> _GOAL OF THE EXERCISE_: Your task is to copy the lines of the data below from the line holding "Both still read" through the line holding "## Why each", inclusive, exactly and with nothing added.

(Dataset records)
========================================================================

PR #804, opened 2026-08-11
fix(examples): load the embedded module in the two multi-handle examples

vyncint:
Follow-up to #787 / #789, which left these two behind — the deferred examples
#782 stays open for.

## What they were doing

Both still read a loose `<name>.ptx` from the manifest directory, so each only
ran when a previous `cargo oxide build` had left that file beside it.

## Why each was held back, and what it actually needed

**`coop_groups_demo`** needs two things from one load: a typed handle for the
`#[cuda_module]` grid-sync kernels, and the **raw** module for the nineteen
`cuda_launch!` calls that reach kernels declared *outside* it. The generated
`load` returns only the typed handle — but `LoadedModule::as_cuda_module()`
hands the raw module straight back out:

```rust
let grid_sync_module = unsafe { grid_sync_kernels::load(&ctx) }
    .expect("Failed to load embedded grid-sync module");
let module = grid_sync_module.as_cuda_module().clone();
```

One `cuModuleLoad` serves both paths — no second load, and both halves provably
run the same image.

**`cross_crate_kernel`** needed nothing special in the end. `kernels` is
generic, and a generic module's loader merges the PTX bundles of every crate in
the build rather than selecting one by name — it discards the crate-name hint
outright (`let _ = name;`). That merge is what makes the specializations
resolvable, since they are monomorphized in the binary from kernels declared in
kernel-lib. So a plain `kernels::load(&ctx)` is correct.

*(I first wrote this as `load_named(&ctx, env!("CARGO_PKG_NAME"))` on the theory
that `load` would look for a `kernel-lib` bundle. Reading the macro showed the
generic path ignores the name entirely, so that was a misleading way to write the
same thing. Corrected and re-verified.)*

**`verify_generated_ptx` also read the loose file unconditionally**, so it would
have hard-failed under `--materialize-cubin` even after the module load was
converted. It now asserts on the PTX payload of the embedded bundle — the same
bytes the load hands the driver — and says so and continues when a cubin build
carries no PTX text. That message deliberately avoids a leading `skipping:`,
which the smoketest reads as the whole example opting out.

## Verification — A10G (sm_86), driver 595.71.05

Every run executes the built binary with **all loose `.ptx` and `.cubin` deleted
first**, so only the embedded payload can serve it (`cargo oxide run` would
regenerate the file and prove nothing):

| check | result |
|---|---|
| `cross_crate_kernel`, 0 loose artifacts | all 5 cross-crate specialization tests PASSED |
| `coop_groups_demo`, 0 loose artifacts | builds, reaches its own sm_90 gate, declines cleanly |
| `smoketest.sh` over both + `vecadd` | **3/3 PASS** (coop_groups_demo correctly `PASS (skipped)`) |

## Scope, stated plainly

**This device cannot execute `coop_groups_demo`** — its kernels need Hopper, and
the example returns at its capability check *before* the load this PR changes. So
on sm_86 that conversion is compile-and-link evidence only.

To cover the mechanism on hardware I ran a scratch probe with the same shape —
contracted `#[cuda_module]`, embedded `load`, `as_cuda_module()`, and a raw
`cuda_launch!` of a kernel declared outside the module — on sm_86 in all three
artifact states **including `--materialize-cubin --arch sm_86`**. Typed and raw
launches were correct in every state. The probe is not part of this PR; it exists
only so I am not claiming an unobserved result. You have sm_120, so
`coop_groups_demo` itself is one run away on your side.

**`cross_crate_kernel` still cannot build with `--materialize-cubin`,** for a
reason this PR neither touches nor can fix:

```
error: [rustc_codegen_cuda] Cannot materialize this device artifact: build-time
cubin materialization does not yet support generic #[cuda_module] loading
because it merges PTX bundles across crates at run time
```

So the loose-`.ptx` half of #782 is settled for these two; the cubin half needs
that backend limitation lifted first. Worth noting on #782 rather than assuming
these examples are fully done.

## What remains on #782

Six examples still load a module from a path, and all six look deliberate:
`interop_cubin_identity` and the three `*_ffi_test` load a cubin they build
themselves as the point of the test; `tma_copy` and `wgmma` already load the
embedded module and keep a loose read only as an existence-checked fallback that
names the real cause. If you agree, #782 can close once you are satisfied on the
cubin question above.


nihalpasham:
**Gist:** the last two convertible loose-.ptx examples, each done the right way: coop_groups_demo derives the raw module from the typed load via `as_cuda_module()` so all nineteen raw launches share one `cuModuleLoad`, and cross_crate_kernel uses the merged-bundle loader with the PTX name check reading the embedded payload instead of a file.

- smoketest 2/2, including coop_groups_demo end to end (the run your A10G couldn't reach);
- three-state cross_crate_kernel: plain run passes, `--materialize-cubin --arch sm_120` fails with the documented generic-module backend error, plain run passes again.

Merging. #782 stays open for the six deliberate loaders, the generic-module cubin gap, and the hashmap bench bins.

nihalpasham (approved):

========================================================================

> _SOLUTION BELOW_:
Both still read a loose `<name>.ptx` from the manifest directory, so each only
ran when a previous `cargo oxide build` had left that file beside it.

## Why each was held back, and what it actually needed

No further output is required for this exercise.